## Required work
If a line in the records contains the string "Document", show that line.

## Data listing
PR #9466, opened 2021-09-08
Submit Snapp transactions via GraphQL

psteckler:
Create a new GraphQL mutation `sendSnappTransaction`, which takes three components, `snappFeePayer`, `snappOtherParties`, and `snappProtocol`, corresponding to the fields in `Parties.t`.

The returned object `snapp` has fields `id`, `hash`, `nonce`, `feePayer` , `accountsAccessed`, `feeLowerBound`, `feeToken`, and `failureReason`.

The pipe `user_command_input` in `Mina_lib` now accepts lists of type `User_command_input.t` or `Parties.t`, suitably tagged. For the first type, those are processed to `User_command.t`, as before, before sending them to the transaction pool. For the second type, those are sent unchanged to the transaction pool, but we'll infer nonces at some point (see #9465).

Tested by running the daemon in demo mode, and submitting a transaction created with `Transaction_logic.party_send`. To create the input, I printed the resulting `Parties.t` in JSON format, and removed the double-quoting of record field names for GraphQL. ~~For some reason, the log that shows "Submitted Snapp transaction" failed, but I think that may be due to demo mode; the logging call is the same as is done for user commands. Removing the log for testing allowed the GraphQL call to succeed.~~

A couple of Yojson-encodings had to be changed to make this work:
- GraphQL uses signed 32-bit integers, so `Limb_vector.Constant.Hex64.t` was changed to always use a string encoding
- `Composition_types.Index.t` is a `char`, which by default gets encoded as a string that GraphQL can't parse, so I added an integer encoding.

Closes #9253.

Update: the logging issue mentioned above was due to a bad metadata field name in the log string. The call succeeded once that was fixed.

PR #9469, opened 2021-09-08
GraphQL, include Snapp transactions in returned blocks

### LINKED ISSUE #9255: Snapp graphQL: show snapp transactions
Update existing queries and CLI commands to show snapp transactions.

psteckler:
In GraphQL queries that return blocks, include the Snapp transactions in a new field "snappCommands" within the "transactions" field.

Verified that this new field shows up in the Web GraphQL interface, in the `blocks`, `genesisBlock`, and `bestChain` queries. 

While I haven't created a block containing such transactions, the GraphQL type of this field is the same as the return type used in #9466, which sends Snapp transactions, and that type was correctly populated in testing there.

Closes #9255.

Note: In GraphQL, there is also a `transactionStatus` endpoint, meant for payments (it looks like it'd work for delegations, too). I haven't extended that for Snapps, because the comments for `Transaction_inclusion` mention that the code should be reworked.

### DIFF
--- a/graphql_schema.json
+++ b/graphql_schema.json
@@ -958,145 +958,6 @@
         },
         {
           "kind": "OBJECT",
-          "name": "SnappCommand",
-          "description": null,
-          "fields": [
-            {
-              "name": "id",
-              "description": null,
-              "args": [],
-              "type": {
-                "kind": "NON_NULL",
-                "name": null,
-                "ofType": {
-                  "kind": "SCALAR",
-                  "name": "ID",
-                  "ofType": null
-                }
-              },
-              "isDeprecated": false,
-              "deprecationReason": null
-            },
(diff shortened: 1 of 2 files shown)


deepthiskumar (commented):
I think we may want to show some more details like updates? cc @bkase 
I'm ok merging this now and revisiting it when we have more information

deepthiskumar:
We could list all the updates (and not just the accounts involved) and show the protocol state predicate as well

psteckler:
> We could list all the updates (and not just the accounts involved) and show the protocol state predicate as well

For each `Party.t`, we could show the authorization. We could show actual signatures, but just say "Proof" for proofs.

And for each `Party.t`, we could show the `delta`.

...

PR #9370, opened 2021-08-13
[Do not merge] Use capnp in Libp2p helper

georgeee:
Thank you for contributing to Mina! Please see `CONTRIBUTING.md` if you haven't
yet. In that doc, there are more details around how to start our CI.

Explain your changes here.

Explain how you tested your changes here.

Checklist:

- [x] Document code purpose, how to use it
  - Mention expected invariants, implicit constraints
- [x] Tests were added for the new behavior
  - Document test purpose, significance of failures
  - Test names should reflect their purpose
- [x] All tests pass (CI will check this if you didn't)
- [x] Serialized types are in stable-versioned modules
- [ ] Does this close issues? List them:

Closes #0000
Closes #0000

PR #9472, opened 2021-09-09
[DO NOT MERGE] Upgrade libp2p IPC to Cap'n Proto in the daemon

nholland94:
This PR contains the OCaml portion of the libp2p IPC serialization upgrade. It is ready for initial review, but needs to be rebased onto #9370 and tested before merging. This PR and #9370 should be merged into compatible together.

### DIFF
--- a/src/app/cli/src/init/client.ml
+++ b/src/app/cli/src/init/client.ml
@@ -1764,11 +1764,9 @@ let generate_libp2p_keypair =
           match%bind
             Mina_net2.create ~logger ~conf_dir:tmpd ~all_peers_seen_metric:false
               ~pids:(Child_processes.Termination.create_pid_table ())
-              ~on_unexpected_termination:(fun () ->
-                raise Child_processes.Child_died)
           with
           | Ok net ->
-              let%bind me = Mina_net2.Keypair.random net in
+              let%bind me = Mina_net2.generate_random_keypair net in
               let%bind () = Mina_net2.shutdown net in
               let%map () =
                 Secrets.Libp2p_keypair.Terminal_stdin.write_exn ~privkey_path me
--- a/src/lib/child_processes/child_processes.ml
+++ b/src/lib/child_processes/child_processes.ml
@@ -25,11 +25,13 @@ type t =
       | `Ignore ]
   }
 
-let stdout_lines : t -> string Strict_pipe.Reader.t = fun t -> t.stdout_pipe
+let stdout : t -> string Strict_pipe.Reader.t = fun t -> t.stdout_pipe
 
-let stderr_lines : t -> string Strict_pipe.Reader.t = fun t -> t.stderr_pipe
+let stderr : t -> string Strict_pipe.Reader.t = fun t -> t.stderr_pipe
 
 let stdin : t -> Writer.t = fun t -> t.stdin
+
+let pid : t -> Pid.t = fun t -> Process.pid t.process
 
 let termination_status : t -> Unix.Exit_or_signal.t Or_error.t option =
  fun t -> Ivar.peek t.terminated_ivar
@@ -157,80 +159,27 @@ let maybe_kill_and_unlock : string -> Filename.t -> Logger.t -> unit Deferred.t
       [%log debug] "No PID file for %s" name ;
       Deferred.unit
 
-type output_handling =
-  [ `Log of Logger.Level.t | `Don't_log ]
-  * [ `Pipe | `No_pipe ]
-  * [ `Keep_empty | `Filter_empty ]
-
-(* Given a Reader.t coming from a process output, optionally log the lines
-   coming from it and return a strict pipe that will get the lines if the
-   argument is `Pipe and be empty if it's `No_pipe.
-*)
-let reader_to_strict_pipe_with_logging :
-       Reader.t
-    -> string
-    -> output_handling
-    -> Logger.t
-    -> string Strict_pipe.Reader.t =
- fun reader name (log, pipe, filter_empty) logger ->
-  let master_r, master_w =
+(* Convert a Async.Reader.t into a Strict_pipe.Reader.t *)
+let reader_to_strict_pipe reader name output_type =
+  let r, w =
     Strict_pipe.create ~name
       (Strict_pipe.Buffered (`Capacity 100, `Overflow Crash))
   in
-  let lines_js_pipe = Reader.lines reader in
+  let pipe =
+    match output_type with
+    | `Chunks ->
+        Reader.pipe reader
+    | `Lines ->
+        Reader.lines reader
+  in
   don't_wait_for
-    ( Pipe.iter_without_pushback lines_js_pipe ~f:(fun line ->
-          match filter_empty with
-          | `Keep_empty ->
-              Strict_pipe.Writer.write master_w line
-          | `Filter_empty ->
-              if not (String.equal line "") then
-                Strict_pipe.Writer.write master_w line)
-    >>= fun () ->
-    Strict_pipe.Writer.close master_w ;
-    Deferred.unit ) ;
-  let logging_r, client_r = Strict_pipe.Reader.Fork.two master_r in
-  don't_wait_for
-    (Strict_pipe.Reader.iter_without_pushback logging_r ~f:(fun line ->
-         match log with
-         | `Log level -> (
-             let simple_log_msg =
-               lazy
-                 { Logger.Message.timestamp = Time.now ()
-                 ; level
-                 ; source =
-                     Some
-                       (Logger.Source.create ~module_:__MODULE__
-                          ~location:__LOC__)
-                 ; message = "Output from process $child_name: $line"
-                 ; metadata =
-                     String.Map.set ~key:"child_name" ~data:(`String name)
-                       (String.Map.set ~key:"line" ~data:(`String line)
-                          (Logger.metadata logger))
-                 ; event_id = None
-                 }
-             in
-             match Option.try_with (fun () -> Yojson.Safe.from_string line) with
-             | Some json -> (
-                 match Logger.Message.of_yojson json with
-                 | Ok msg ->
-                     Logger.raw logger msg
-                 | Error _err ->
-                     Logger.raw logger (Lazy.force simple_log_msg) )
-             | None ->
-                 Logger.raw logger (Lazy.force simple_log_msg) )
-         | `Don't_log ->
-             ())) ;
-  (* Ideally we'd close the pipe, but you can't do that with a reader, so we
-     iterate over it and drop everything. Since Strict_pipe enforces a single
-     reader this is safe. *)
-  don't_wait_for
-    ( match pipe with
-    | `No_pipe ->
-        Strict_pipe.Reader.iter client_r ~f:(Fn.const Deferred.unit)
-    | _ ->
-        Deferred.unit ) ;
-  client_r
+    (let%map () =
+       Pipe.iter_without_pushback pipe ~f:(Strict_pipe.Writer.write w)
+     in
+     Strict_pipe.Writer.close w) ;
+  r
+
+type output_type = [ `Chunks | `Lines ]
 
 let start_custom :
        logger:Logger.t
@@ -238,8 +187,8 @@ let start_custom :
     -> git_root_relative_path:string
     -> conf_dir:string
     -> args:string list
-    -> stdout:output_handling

==

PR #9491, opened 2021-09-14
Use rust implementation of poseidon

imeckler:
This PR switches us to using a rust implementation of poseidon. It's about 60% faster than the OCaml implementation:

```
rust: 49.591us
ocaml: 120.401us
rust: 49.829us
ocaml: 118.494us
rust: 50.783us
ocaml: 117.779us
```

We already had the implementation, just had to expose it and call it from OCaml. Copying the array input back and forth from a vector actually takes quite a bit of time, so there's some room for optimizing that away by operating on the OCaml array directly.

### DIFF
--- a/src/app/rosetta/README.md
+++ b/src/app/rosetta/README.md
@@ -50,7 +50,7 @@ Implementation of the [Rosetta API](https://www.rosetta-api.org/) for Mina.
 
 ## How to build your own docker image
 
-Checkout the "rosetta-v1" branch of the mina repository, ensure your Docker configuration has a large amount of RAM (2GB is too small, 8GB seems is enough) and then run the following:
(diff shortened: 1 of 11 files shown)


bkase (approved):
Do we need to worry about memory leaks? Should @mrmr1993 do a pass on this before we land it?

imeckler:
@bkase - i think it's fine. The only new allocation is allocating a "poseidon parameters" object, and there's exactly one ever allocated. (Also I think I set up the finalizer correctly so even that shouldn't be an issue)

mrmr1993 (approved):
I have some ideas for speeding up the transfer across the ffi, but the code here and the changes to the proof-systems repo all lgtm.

## Response area
- [x] Document code purpose, how to use it
  - Document test purpose, significance of failures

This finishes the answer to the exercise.